Aim of the exercise: Within the records below, find each line that holds the string "国际站密钥仍使用", then copy it.

Records for the task:
───
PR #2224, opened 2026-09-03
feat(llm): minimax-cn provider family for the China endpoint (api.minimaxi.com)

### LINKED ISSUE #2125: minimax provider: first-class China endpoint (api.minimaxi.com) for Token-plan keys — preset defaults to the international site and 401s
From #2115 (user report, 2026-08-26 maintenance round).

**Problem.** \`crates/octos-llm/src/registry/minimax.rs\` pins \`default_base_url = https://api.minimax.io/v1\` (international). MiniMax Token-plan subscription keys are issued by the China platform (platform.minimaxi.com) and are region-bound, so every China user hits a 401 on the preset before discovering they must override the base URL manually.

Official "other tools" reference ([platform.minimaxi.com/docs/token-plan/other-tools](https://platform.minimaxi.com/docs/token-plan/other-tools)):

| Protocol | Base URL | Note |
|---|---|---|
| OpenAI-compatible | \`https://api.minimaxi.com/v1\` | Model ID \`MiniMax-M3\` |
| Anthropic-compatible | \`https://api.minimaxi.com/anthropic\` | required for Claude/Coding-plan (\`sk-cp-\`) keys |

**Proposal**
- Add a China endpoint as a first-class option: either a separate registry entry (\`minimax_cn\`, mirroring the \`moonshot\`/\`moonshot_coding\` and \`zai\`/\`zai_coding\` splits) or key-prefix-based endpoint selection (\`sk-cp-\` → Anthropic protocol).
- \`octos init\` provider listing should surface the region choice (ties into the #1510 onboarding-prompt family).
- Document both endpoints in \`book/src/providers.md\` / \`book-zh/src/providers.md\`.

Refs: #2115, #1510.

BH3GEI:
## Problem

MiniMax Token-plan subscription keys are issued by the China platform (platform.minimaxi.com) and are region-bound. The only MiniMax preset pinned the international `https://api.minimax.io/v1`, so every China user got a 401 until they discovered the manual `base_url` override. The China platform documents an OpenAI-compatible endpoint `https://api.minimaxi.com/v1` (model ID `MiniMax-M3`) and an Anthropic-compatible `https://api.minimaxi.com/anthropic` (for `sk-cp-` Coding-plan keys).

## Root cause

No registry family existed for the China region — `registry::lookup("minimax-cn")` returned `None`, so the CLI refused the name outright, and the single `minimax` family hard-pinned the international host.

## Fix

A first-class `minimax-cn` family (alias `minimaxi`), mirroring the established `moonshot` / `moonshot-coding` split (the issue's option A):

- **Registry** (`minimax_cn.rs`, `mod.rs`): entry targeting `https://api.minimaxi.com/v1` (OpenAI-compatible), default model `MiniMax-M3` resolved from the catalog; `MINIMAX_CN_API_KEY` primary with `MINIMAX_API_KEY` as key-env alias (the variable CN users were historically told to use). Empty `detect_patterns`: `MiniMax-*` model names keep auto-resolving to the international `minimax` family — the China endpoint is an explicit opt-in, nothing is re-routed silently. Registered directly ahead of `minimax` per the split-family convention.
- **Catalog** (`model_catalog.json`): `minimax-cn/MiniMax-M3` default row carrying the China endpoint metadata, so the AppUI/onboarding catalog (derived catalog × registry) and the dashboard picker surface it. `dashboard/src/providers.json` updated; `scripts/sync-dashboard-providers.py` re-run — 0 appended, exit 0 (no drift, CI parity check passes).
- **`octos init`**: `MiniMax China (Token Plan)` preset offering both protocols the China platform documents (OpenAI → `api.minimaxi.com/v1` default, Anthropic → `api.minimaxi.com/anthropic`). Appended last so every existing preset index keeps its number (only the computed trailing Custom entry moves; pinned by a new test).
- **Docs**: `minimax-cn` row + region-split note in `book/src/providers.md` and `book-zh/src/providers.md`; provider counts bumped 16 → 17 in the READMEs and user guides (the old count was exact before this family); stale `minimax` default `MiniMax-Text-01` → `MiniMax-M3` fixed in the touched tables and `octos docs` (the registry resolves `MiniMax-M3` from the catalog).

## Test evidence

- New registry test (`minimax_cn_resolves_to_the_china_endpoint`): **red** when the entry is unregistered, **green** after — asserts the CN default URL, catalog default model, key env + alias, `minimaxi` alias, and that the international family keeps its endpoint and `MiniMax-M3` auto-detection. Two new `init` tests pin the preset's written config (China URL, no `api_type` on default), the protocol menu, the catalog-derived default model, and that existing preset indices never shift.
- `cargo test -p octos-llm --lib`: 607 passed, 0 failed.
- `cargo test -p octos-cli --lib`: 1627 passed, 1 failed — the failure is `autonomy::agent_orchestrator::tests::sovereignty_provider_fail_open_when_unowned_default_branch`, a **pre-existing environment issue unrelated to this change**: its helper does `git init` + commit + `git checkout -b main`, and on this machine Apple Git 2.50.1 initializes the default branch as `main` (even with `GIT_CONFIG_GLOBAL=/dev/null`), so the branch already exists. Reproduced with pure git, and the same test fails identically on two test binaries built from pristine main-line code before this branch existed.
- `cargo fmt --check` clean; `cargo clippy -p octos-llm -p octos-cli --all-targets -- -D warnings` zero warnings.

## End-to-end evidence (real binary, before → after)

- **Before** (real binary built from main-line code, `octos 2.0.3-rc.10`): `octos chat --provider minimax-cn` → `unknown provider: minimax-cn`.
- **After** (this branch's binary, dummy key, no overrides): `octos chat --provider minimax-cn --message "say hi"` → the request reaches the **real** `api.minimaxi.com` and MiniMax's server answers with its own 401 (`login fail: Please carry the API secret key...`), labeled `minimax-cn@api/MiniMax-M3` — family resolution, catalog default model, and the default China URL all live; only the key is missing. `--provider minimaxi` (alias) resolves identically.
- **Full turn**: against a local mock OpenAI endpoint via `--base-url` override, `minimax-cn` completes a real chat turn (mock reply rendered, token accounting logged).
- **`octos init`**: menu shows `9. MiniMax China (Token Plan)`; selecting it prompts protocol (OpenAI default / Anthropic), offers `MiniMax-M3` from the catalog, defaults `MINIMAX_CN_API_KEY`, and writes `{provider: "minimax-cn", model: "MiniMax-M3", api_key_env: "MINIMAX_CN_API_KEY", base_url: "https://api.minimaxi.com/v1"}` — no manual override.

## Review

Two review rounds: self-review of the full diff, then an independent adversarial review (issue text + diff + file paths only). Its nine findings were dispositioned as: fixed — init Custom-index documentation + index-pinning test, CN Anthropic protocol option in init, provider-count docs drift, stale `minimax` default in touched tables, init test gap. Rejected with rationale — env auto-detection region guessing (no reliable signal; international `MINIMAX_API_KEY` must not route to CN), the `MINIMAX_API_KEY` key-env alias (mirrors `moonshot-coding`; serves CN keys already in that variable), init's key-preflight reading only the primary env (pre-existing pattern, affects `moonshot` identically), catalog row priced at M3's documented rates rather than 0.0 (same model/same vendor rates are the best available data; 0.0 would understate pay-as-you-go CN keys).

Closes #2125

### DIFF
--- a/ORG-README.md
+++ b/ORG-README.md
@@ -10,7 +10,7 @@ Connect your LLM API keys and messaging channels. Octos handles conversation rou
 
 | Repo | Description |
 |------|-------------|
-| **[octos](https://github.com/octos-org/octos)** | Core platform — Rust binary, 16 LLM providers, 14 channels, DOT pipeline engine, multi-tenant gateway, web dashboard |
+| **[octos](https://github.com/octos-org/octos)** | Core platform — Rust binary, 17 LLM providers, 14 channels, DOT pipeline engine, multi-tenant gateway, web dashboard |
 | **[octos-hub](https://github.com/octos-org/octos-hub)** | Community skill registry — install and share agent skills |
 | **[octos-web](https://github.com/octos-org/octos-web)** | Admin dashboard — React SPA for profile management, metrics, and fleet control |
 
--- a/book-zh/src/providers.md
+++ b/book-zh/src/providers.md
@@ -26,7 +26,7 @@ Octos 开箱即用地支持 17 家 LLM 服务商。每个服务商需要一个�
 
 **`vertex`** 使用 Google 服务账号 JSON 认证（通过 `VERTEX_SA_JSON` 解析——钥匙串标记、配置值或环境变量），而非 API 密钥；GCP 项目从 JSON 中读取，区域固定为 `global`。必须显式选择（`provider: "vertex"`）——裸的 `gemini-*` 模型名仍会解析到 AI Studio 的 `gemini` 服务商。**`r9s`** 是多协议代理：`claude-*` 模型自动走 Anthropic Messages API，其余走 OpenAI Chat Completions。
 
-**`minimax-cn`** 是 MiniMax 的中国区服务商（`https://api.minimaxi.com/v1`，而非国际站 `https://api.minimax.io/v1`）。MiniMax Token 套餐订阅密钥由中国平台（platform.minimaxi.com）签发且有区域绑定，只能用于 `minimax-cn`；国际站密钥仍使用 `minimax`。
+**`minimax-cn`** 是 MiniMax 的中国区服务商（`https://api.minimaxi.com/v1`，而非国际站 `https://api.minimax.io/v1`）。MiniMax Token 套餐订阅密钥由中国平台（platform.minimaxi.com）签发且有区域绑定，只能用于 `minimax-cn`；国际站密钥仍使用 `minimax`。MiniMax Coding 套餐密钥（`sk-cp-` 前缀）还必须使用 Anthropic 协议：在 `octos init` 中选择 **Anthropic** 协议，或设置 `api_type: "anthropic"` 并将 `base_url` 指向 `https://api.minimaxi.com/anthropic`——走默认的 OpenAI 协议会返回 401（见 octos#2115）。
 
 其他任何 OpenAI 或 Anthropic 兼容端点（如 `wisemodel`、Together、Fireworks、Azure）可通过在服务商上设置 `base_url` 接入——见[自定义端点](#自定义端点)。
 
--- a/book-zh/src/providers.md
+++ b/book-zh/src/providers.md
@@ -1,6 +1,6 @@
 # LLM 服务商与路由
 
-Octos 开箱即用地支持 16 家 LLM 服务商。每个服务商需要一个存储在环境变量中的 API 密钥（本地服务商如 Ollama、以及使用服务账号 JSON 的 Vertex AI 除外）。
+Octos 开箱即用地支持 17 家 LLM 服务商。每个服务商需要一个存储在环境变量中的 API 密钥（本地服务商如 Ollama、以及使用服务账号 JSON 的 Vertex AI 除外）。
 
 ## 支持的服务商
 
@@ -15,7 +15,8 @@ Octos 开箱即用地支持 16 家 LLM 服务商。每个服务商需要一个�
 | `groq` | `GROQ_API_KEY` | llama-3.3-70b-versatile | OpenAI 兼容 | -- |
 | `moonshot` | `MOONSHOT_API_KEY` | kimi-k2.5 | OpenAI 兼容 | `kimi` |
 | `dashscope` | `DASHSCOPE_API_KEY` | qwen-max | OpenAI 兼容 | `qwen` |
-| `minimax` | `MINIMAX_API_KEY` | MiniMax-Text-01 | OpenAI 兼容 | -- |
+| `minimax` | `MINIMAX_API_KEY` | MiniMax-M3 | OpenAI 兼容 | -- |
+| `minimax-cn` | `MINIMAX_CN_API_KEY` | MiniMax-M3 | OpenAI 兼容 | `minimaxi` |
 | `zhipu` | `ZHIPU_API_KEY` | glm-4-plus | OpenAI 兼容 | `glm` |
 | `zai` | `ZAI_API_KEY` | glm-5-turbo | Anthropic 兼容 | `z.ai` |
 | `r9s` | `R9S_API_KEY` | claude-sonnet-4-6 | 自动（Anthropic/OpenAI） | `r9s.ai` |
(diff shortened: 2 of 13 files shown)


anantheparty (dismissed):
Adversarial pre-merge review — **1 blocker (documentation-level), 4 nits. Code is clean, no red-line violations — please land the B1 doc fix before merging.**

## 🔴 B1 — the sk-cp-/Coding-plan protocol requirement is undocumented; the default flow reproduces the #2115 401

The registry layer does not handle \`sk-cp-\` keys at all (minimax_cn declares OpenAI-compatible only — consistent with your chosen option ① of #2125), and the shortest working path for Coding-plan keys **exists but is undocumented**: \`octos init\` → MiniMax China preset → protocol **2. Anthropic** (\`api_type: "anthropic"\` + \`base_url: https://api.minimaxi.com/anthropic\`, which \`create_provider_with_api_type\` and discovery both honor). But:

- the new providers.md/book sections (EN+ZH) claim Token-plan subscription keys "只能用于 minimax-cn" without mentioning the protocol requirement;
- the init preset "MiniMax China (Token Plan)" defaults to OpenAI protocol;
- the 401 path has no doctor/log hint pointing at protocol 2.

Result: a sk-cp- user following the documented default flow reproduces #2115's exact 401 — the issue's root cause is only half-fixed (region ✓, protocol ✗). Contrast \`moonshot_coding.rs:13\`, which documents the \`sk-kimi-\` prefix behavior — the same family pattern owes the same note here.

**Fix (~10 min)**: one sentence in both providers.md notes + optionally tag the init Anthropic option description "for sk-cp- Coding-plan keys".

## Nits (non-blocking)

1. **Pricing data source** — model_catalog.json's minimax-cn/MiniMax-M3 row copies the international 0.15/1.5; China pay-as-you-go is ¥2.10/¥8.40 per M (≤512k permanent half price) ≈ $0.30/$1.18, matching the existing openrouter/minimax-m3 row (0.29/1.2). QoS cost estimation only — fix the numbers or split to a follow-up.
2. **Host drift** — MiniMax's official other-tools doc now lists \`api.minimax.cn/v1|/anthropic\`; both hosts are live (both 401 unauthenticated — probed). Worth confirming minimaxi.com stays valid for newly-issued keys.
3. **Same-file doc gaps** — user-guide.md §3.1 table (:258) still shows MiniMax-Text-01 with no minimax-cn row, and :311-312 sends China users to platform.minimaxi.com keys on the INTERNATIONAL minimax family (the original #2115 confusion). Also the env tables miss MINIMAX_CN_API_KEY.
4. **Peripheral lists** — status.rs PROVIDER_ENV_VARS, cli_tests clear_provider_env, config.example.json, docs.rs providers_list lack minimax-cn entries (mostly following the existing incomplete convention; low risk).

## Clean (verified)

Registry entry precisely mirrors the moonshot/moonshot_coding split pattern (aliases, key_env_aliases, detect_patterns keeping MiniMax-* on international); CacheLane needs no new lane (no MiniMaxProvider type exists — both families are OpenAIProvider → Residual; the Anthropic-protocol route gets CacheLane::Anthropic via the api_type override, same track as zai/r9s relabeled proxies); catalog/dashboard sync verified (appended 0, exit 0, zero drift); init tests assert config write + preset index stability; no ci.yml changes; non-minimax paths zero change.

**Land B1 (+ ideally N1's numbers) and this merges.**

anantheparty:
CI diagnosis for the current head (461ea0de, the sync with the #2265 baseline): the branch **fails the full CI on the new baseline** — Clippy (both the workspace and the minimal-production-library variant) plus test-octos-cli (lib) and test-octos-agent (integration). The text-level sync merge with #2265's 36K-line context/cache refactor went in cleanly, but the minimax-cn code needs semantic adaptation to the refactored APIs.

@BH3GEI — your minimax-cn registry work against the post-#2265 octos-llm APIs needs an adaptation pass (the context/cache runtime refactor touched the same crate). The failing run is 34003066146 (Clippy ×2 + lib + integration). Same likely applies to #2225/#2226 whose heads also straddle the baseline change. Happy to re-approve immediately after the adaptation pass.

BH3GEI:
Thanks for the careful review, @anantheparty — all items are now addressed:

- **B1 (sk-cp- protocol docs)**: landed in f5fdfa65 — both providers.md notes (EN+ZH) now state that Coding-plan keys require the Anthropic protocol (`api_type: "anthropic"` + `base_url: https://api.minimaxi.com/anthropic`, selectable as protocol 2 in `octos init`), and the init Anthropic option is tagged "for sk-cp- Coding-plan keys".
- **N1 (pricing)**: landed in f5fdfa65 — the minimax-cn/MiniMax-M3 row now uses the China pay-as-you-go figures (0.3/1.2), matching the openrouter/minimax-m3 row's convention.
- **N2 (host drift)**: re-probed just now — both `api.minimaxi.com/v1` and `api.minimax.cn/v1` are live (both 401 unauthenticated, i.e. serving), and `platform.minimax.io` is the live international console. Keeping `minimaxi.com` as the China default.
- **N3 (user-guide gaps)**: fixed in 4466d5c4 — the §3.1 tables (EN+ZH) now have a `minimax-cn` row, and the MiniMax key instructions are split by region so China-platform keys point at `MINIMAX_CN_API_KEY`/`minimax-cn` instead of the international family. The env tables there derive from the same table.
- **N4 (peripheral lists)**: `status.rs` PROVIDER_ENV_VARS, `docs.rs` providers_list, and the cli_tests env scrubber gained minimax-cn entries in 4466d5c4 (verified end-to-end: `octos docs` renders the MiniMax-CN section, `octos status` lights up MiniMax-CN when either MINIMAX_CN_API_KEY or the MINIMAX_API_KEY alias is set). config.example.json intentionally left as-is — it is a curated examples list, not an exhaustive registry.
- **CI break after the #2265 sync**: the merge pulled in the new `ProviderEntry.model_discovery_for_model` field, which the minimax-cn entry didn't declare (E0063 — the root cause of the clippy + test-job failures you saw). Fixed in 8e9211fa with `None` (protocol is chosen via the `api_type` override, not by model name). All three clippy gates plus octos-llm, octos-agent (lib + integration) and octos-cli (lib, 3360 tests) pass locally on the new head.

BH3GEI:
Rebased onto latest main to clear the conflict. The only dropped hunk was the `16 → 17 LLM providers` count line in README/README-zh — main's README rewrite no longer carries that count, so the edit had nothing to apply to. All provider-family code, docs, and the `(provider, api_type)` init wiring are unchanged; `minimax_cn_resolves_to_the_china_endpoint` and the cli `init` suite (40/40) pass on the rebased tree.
───
Exercise output:
-**`minimax-cn`** 是 MiniMax 的中国区服务商（`https://api.minimaxi.com/v1`，而非国际站 `https://api.minimax.io/v1`）。MiniMax Token 套餐订阅密钥由中国平台（platform.minimaxi.com）签发且有区域绑定，只能用于 `minimax-cn`；国际站密钥仍使用 `minimax`。
+**`minimax-cn`** 是 MiniMax 的中国区服务商（`https://api.minimaxi.com/v1`，而非国际站 `https://api.minimax.io/v1`）。MiniMax Token 套餐订阅密钥由中国平台（platform.minimaxi.com）签发且有区域绑定，只能用于 `minimax-cn`；国际站密钥仍使用 `minimax`。MiniMax Coding 套餐密钥（`sk-cp-` 前缀）还必须使用 Anthropic 协议：在 `octos init` 中选择 **Anthropic** 协议，或设置 `api_type: "anthropic"` 并将 `base_url` 指向 `https://api.minimaxi.com/anthropic`——走默认的 OpenAI 协议会返回 401（见 octos#2115）。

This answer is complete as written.